When Donald J. Trump swore the presidential oath on Friday, he assumed responsibility not only for the levers of government but also for one of the United States’ most valuable assets, battered though it may be: its credibility.
The country’s sentimental reverence for truth and its jealously guarded press freedoms, while never perfect, have been as important to its global standing as the strength of its military and the reliability of its currency. It’s the bedrock of that “American exceptionalism” we’ve heard so much about for so long.
Disinformation was for dictatorships, banana republics and failed states.
Yet there it was on Saturday, emanating from the lectern of the White House briefing room — the official microphone of the United States — as Mr. Trump’s press secretary, Sean Spicer, used his first appearance there to put forth easily debunked statistics¹ that questioned the news media’s reporting on the size of the president’s inaugural audience (of all things).
Mr. Spicer was picking up on the message from his boss, who made false claims² about news coverage earlier that day as he declared a “running war” with the news media during a visit to the Central Intelligence Agency, whose most solemn duty is to feed vital and true information to presidents as they run actual wars.
It was chilling when Mr. Trump’s assertion that reporters were “among the most dishonest people on earth” became an applause line for the crowd gathered to hear him speak in front of the memorial to fallen agents at C.I.A. headquarters.
Still more chilling was when the White House senior adviser Kellyanne Conway appeared on “Meet the Press” on Sunday to assert that Mr. Spicer’s falsehoods were simply “alternative facts.”
Ms. Conway made no bones about what she thought of the news media’s ability to debunk those “alternative facts” in a way Americans — especially Trump-loving Americans — would believe.
“You want to talk provable facts?” she said to the moderator, Chuck Todd. “Look — you’ve got a 14 percent approval rating in the media, that you’ve earned. You want to push back on us?” (She appeared to be referring to a Gallup poll figure related to Republicans’ views.)

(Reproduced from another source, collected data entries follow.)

PR #223, opened 2017-11-09
[fix] eliminate warning on older RN version

erichua23:
In my case, I use react native 0.40.0, it shows "Warning: Failed prop type: Cannot read property 'style' of undefined".

### DIFF
--- a/lib/js/Animation.js
+++ b/lib/js/Animation.js
@@ -34,7 +34,7 @@ const ViewStyleExceptBorderPropType = (props, propName, componentName, ...rest) 
       'to render a border around this component, wrap it with a View.'
     );
   }
-  return ViewPropTypes.style(props, propName, componentName, ...rest);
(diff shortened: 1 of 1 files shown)


lib/js/Animation.js
```diff
@@ -34,7 +34,7 @@ const ViewStyleExceptBorderPropType = (props, propName, componentName, ...rest)
       'to render a border around this component, wrap it with a View.'
     );
   }
-  return ViewPropTypes.style(props, propName, componentName, ...rest);
+  return (ViewPropTypes || View.propTypes).style(props, propName, componentName, ...rest);
```
gpeal: This will cause warnings on new RN versions
https://github.com/facebook/react-native/blob/e10f7788c4ebf29d96594f9753264bdf6146f0cf/Libraries/ReactNative/verifyPropTypes.js#L41

gpeal:
@erichua23 bump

And really, there it was: an apparent animating principle of Mr. Trump’s news media strategy since he first began campaigning. That strategy has consistently presumed that low public opinion of mainstream journalism (which Mr. Trump has been only too happy to help stoke) creates an opening to sell the Trump version of reality, no matter its adherence to the facts.
As Mr. Trump and his supporters regularly note, whatever he did during the campaign, it was successful: He won. His most ardent supporters loved the news media bashing. And the complaints and aggressive fact-checking by the news media played right into his hands. He portrayed it as just so much whining and opposition from yet another overprivileged constituency of the Washington establishment.
But will tactics that worked in the campaign work in the White House? History is littered with examples of new administrations that quickly found that the techniques that served them well in campaigns did not work well in government.
And if they do work, what are the long-term costs to government credibility from tactical “wins” that are achieved through the aggressive use of falsehoods? Whatever they are, Mr. Trump should realize that it could hurt his agenda more than anything else.
There’s a reason George W. Bush’s adviser Karen Hughes told the newly promoted Bush press secretary, Scott McClellan, in 2003, “Your most important job, in my view, will be to make sure the president maintains his credibility with the American people.”
“‘It’s one of his greatest strengths,”’ Mr. McClellan quoted Ms. Hughes as saying in his autobiography, “What Happened.’’
Mr. McClellan’s book chronicles how Mr. Bush staked that credibility on the false rationale for the Iraq invasion — that Saddam Hussein had weapons of mass destruction — and ultimately lost the confidence of Americans, hobbling him for the rest of his presidency.